Finding Sexual Autonomy as a Demisexual

Finding Sexual Autonomy as a Demisexual

I spent the last two months or so recovering, trying to recover, hoping to recover, and unfortunately, failing to recover from a very toxic relationship. Infidelity was the breaking point in my already broken relationship. It has left me trying to make sense of a lot of things, my sexual identity being one of them.

My ex-boyfriend cheated, and he told me it was because he wanted to have sex —  something that I did not want to have in the same way he did and most definitely not the same number of times he did. Sex was a key part of his life, but was never a key part of mine. I’ve never been a very sexual person — sure, I like it sometimes and mostly when it’s with someone I love — but I consider cuddling and watching a movie with a few kisses here and there a perfect night as well. 

This was my first serious relationship, and have discovered through it that my sexual identity falls somewhere in the spectrum between asexual and demisexual. 

Along with other toxic residue, this relationship made me feel that I will never be “sexually good enough” (whatever that means) and will never last a relationship because I can’t sign up for routine sex. These were never his direct words, but rather things I started to tell myself after we ended. 

Our understanding of sexual autonomy is inherently anti-asexual and heteronormative. He used to look at me with actual pity when I struggled sexually in bed, and only on the rare occasion when I was more confident, was when he looked at me as a sexual figure. Contrary to how I felt above the sheets, I almost always felt suffocated with gazes of desexualization under them. 

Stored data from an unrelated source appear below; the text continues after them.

PR #747, opened 2023-05-18
fix: add support for all request types when building a user from request.

### LINKED ISSUE #612: Bug: `ValidationRules::buildUserFromRequest()` does not support json input
### PHP Version

8

### CodeIgniter4 Version

4.3.0

### Shield Version

dev-develop

macOS

### Which server did you use?

apache

### Database

MariaDB

### Did you customize Shield?

```php
   protected function buildUserFromRequest(): User
    {
        $fields = $this->prepareValidFields();
        $request = service('request');
        $data = $request->getJSON() ? (array) $request->getJSON() : $request->getPost($fields);
        return new User($data);
    }
```

### What happened?

buildUserFromRequest support only form data inputs, not json input from service("request").
Before:
```php
$data = $request->getPost($fields);
```
After:
```php
$data = $request->getJSON() ? (array) $request->getJSON() : $request->getPost($fields);
```

### Steps to Reproduce

```php
$this->validation->setRules([
			"email" => ["label" => "Email", "rules" => "required|max_length[254]|valid_email"],
			"newPassword" => ["label" => "New password", "rules" => "required|strong_password"],
			"newPasswordAgain" => ["label" => "Repeat password", "rules" => "required|matches[newPassword]"],
		]);
```

it was catched when "strong_password" rule was applied.

### Expected Output

```php
/**
     * Builds a new user instance from the global request.
     */
    protected function buildUserFromRequest(): User
    {
        $fields = $this->prepareValidFields();

        /** @var IncomingRequest $request */
        $request = service('request');

        $data = $request->getJSON() ? (array) $request->getJSON() : $request->getPost($fields);

        return new User($data);
    }
```

### Anything else?

_No response_

sammyskills:
Previously, the `ValidationRules::buildUserFromRequest()` only checks for `POST`ed requests.

With this PR, it can now check for any type of request including json requests. 

Fixes #612

### DIFF
--- a/src/Authentication/Passwords/ValidationRules.php
+++ b/src/Authentication/Passwords/ValidationRules.php
@@ -67,6 +67,7 @@ class ValidationRules
      * Builds a new user instance from the global request.
      * 
      * @deprecated This will be removed soon.
+     * @see https://github.com/codeigniter4/shield/pull/747#discussion_r1198778666
      */
     protected function buildUserFromRequest(): User
     {
--- a/src/Authentication/Passwords/ValidationRules.php
+++ b/src/Authentication/Passwords/ValidationRules.php
@@ -67,6 +67,8 @@ class ValidationRules
     /**
      * Builds a new user instance from the global request.
      *
+     * @phpstan-ignore-next-line
+     *
      * @deprecated This will be removed soon.
      *
      * @see https://github.com/codeigniter4/shield/pull/747#discussion_r1198778666
--- a/src/Authentication/Passwords/ValidationRules.php
+++ b/src/Authentication/Passwords/ValidationRules.php
@@ -73,7 +73,7 @@ class ValidationRules
         /** @var IncomingRequest $request */
         $request = service('request');
 
-        $data = $request->getVar($fields);
+        $data = $request->getPost($fields);
 
         return new User($data);
     }
--- a/src/Authentication/Passwords/ValidationRules.php
+++ b/src/Authentication/Passwords/ValidationRules.php
@@ -65,6 +65,8 @@ class ValidationRules
 
     /**
      * Builds a new user instance from the global request.
+     * 
+     * @deprecated This will be removed soon.
      */
     protected function buildUserFromRequest(): User
     {
--- a/src/Authentication/Passwords/ValidationRules.php
+++ b/src/Authentication/Passwords/ValidationRules.php
@@ -65,8 +65,9 @@ class ValidationRules
 
     /**
      * Builds a new user instance from the global request.
-     * 
+     *
      * @deprecated This will be removed soon.
+     *
      * @see https://github.com/codeigniter4/shield/pull/747#discussion_r1198778666
      */
     protected function buildUserFromRequest(): User
--- a/src/Authentication/Passwords/ValidationRules.php
+++ b/src/Authentication/Passwords/ValidationRules.php
@@ -73,7 +73,7 @@ class ValidationRules
         /** @var IncomingRequest $request */
         $request = service('request');
 
-        $data = $request->getPost($fields);
+        $data = $request->getVar($fields);
 
         return new User($data);
     }
--- a/src/Authentication/Passwords/ValidationRules.php
+++ b/src/Authentication/Passwords/ValidationRules.php
@@ -40,6 +40,7 @@ class ValidationRules
         if (function_exists('auth') && auth()->user()) {
             $user = auth()->user();
         } else {
+            /** @phpstan-ignore-next-line */
             $user = empty($data) ? $this->buildUserFromRequest() : $this->buildUserFromData($data);
         }
 
@@ -66,8 +67,6 @@ class ValidationRules
 
     /**
      * Builds a new user instance from the global request.
-     *
-     * @phpstan-ignore-next-line
      *
      * @deprecated This will be removed soon.
      *
--- a/docs/guides/strengthen_password.md
+++ b/docs/guides/strengthen_password.md
@@ -17,7 +17,7 @@ The longer the password, the stronger it is. Consider increasing the value.
 
 > **Note**
 >
-> This checking works when you validate passwords with the `strong_password`
+> This checking works when you validate passwords with the `strong_password[]`
 > validation rule.
 >
 > If you disable `CompositionValidator` (enabled by default) in `$passwordValidators`,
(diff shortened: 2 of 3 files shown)


datamweb (commented):
LGTM.
See what Kenjis says.

src/Authentication/Passwords/ValidationRules.php
```diff
@@ -73,7 +73,7 @@ protected function buildUserFromRequest(): User
         /** @var IncomingRequest $request */
         $request = service('request');
 
-        $data = $request->getPost($fields);
+        $data = $request->getVar($fields);
```
kenjis, line 76: To be honest, I would like to deprecate `getVar()` because it is easy to create vulnerability to bypass the validation,
and we need to consider there is no attack vectors, but it is very difficult and takes a lot of time.
We must consider all cases that attacker could send.

Since `getVar()` retrieves data from various sources (POST data, GET data, JSON data, etc), only at the runtime we know which data it actually retrieves, because an attacker may send any kind of request. The data that a developer expects to be validated (e.g. POST data) may differ from the data that is actually validated (e.g. GET data), resulting in bypassing the validation because unvalidated data is processed. 


Are you sure there is no attack vectors that bypass this validation?

kenjis:
Can you tell me why you need this? A use case?

sammyskills:
> Can you tell me why you need this? A use case?

Yes. 

A use case is trying to register users using JWT authentication. 
If the developer expects the request to be sent as a JSON request, and the strong password rule`strong_password` is added to the validation rules, it will return an error.

src/Authentication/Passwords/ValidationRules.php
sammyskills: I understand your concern about security, but these are the areas I'm currently looking at:

1. If developers are asked to add a square bracket at the end of the rule like so: `strong_password[]`, just like you suggested in [this comment](https://github.com/codeigniter4/shield/issues/612#issuecomment-1411620121), it means that the docs for passwords validations would have to be updated.
2. If `getVar()` would pose some security issues, would it be better to first, check for `getPost()` and fall back to `getJSON()`?

jozefrebjak: @sammyskills I agree with @kenjis. `getVar()` is not good idea here.

datamweb: @sammyskills Can't you make a custom rule, e.g. (`strong_password_with_getJSON`)?

sammyskills: That's fine. So what do you think about my suggestion: 1 or 2?

sammyskills: > @sammyskills Can't you make a custom rule, e.g. (`strong_password_with_getJSON`)?

Of course, I can create a custom rule. But let's see what @kenjis or @lonnieezell has to say about my suggestions.

datamweb: > That's fine. So what do you think about my suggestion: 1 or 2?

To be honest, I already knew that Kenjis was against using `getVar()`. But I personally like the support for `getJSON()`, and I think it's worth adding.

sammyskills: Sure. 

We can still have support for JSON requests by doing something like so: 
```php
$request->getPost() ?? $request->getJSON();
```
But like I said, I need to hear from @kenjis for the best approach to take in this case. Who knows, we may even go for your suggestion of creating a new rule 😉

kenjis: I think `buildUserFromRequest()` should be removed. 
So I think using `strong_password[]` in the docs and the source code is better.

The true issue is `strong_password` guesses what data to be used for validation.
But `strong_password` never know what data should be used for validation.
It is determined by a developer (in a controller).
 In your use case, JSON data is the data to be used,
and POST data should not be used. But the following code uses POST data if exists.

```php
$request->getPost() ?? $request->getJSON();
```

All data for the validation is in JSON data in a request, and it is passed as `$data` if you use `strong_password[]`:
https://github.com/codeigniter4/shield/blob/a17a09cacffcace0cc3fa3957d2e0f23413e7470/src/Authentication/Passwords/ValidationRules.php#L31-L34
Why don't you use `$data`?

The responsibility of a validation rule is to validate passed data, not to guess what data to be used. The tight coupling of the validation rule and request object is a bad design. The problem arises because strong_password does unnecessary thing.

kenjis:
@sammyskills Thanks. I think `strong_password[]` works.

src/Authentication/Passwords/ValidationRules.php
sammyskills: > I think `buildUserFromRequest()` should be removed. So I think using `strong_password[]` in the docs and the source code is better.

Doing this _(removing `buildUserFromRequest()`)_ will result in a breaking change. All applications using the `strong_password` rule without the `[]` suffix will fail. I just tested it now.

What do you think?

kenjis: Yes, it is a breaking change. So we cannot remove it easily. I don't say do it now.

sammyskills: So what do you suggest for now?

To use `strong_password[]` for JSON requests and add an explanation in the jwt docs?

sammyskills: More so, since shield is still in beta, introducing a BC is not a bad idea at all.

kenjis: To use `strong_password[]` for all requests.

If you agree with removing `buildUserFromRequest()`, make it deprecated for now.

sammyskills: Of course I agree.

kenjis (approved):

kenjis:
We cannot remove the method, so suppress the PHPStan error.
```
 ------ -------------------------------------------------------------- 
  Line   src/Authentication/Passwords/ValidationRules.php              
 ------ -------------------------------------------------------------- 
  42     Call to deprecated method buildUserFromRequest() of class     
         CodeIgniter\Shield\Authentication\Passwords\ValidationRules:  
         This will be removed soon.                                    
 ------ -------------------------------------------------------------- 
```
https://github.com/codeigniter4/shield/actions/runs/5031981449/jobs/9025363859?pr=747

kenjis (approved):

kenjis:
@sammyskills Thank you!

Making the decision to break up was difficult, even after finding about the cheating. There were many moments of final goodbyes. It was so hard to leave because I felt like he was willing to sacrifice something to be with me, and he promised he would never cheat again and that I was more important than sex. By staying in the relationship, he was perhaps giving up something that meant a lot to him. However, I was willing to trade my self-respect for halfhearted love because I thought that’s all I could ever get as a demisexual person. 

I was never able to truly tell him how much he hurt me (the hurt, while centered around infidelity, also went beyond it), because that would mean I’d have to lose my cool and be completely honest about the pain he put me through. I couldn’t do that because I was terrified of losing him. On top of having a less-than-perfect body, I didn’t want to fuck, so I assumed that being with me was a sacrifice that only someone who truly loves me was willing to make. I finally discovered that I need to stop making myself feel and look like an embodiment of a compromise and that loving me is some sort of sacrifice. 

It is perhaps by way of legislation, media and culture that sex has become so engrained into our society. But what’s contradicting is that it is made important by being shrouded in secrecy and when spoken, is embellished in heteronormative terminology (the birds and the bees narrative, for example). Asexuality immediately becomes excluded from those conversations around sex which becomes encroached by a couple of hegemonic narratives. Even many of the conversations I’ve had in pro-sex feminist spaces are centered around the freedom to say yes without being judged but not the safety in saying no or never to sex. 

I am honestly still figuring it out. I am not completely comfortable in my body just yet, but if anything, I am proud that I am finally being honest with myself. I’ve spent quite some time fooling myself, thinking that sex was for me. I also unknowingly lied to him, saying that I just need time and would eventually get to a more comfortable place with sex. The truth is I won’t, but maybe I might, but don’t think I will. Who knows? I guess I should try and find comfort in not knowing yet, and perhaps never knowing.